> Data for processing

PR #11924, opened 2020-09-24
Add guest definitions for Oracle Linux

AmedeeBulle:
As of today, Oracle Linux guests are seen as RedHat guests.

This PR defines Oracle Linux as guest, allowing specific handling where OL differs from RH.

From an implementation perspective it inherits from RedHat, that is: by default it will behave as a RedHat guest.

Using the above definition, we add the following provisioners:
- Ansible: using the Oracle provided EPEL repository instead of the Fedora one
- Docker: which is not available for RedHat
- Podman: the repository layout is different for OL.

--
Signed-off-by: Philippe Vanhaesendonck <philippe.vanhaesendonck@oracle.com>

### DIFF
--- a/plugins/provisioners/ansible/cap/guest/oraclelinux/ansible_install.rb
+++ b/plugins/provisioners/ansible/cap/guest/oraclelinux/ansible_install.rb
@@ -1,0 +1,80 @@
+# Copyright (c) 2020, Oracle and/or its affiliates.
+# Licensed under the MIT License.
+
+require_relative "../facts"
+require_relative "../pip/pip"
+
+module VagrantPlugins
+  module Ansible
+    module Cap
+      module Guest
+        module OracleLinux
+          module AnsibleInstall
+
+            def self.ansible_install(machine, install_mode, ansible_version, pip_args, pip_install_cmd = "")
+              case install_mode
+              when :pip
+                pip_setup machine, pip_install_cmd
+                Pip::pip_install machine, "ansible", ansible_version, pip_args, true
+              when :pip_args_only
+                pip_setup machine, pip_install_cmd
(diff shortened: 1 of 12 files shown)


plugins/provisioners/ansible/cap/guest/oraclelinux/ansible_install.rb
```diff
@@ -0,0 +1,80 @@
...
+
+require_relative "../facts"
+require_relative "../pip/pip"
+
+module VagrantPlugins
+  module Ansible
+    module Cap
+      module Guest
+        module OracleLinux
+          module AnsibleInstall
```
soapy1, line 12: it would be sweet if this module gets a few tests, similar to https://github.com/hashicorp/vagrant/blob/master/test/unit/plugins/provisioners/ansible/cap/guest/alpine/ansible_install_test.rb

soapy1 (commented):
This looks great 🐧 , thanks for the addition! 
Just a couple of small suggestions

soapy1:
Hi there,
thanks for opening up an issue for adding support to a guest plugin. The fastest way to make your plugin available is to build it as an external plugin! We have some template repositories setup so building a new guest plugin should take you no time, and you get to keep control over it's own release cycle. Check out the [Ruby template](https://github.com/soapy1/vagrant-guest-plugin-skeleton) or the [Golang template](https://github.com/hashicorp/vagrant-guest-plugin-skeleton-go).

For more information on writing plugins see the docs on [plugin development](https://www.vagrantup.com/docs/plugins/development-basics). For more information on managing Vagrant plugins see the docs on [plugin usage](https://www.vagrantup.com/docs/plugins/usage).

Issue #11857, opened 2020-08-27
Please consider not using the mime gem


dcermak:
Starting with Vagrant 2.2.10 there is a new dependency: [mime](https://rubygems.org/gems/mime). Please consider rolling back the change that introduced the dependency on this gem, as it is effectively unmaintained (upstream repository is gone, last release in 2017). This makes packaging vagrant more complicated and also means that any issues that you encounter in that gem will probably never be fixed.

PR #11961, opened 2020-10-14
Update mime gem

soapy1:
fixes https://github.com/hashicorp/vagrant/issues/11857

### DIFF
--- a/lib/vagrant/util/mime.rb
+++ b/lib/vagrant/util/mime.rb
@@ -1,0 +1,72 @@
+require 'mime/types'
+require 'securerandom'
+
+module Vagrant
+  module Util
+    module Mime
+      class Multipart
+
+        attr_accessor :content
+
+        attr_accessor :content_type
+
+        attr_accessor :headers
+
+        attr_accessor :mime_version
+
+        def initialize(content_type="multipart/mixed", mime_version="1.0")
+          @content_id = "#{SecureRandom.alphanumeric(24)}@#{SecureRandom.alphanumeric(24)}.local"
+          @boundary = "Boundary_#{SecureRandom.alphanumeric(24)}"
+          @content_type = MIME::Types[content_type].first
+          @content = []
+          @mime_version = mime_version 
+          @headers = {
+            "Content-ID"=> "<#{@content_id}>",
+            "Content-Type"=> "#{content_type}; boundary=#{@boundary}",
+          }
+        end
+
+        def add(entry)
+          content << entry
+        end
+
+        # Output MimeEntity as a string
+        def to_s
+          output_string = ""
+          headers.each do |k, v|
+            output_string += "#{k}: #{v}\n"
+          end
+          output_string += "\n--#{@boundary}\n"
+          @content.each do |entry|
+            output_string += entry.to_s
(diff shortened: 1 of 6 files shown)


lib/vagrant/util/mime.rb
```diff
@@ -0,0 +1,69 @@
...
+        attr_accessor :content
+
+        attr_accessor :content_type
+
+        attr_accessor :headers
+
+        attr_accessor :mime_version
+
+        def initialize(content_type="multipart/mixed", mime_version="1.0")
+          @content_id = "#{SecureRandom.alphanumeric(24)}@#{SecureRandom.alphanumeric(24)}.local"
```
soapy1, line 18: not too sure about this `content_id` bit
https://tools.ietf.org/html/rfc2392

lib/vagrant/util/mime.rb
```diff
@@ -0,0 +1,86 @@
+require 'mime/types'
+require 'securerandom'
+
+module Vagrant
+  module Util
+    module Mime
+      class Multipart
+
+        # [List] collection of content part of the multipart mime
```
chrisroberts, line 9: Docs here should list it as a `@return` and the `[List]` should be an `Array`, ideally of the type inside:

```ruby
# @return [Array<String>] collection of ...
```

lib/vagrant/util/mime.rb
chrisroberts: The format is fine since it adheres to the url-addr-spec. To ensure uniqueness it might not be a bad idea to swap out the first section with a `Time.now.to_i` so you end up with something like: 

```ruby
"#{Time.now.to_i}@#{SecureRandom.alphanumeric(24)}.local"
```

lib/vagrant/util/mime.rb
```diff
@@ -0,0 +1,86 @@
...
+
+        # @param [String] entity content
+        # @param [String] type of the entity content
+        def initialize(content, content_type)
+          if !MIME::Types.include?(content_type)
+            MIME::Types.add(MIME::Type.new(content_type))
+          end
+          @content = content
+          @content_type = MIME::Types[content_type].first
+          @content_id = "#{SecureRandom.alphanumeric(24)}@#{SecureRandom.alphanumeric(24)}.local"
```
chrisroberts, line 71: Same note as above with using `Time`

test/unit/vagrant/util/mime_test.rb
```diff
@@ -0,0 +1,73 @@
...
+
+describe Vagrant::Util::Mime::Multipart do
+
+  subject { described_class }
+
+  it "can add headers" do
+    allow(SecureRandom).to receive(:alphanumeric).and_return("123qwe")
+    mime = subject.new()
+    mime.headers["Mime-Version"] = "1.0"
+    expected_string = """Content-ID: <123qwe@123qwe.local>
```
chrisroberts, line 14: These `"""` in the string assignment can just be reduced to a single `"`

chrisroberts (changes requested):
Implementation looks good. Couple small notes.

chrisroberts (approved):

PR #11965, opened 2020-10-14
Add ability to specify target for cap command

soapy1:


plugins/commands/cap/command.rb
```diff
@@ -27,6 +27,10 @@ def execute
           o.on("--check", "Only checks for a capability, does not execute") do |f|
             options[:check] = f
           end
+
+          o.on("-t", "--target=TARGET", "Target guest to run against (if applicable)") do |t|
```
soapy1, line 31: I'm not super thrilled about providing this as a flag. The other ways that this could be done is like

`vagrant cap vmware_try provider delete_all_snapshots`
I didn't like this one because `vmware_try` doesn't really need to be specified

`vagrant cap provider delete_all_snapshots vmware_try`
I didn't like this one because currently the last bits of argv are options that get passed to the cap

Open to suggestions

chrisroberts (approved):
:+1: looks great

> What you will do
Go through the records and pull out each line that includes the word "options".

> Result for this exercise
             options[:check] = f
I didn't like this one because currently the last bits of argv are options that get passed to the cap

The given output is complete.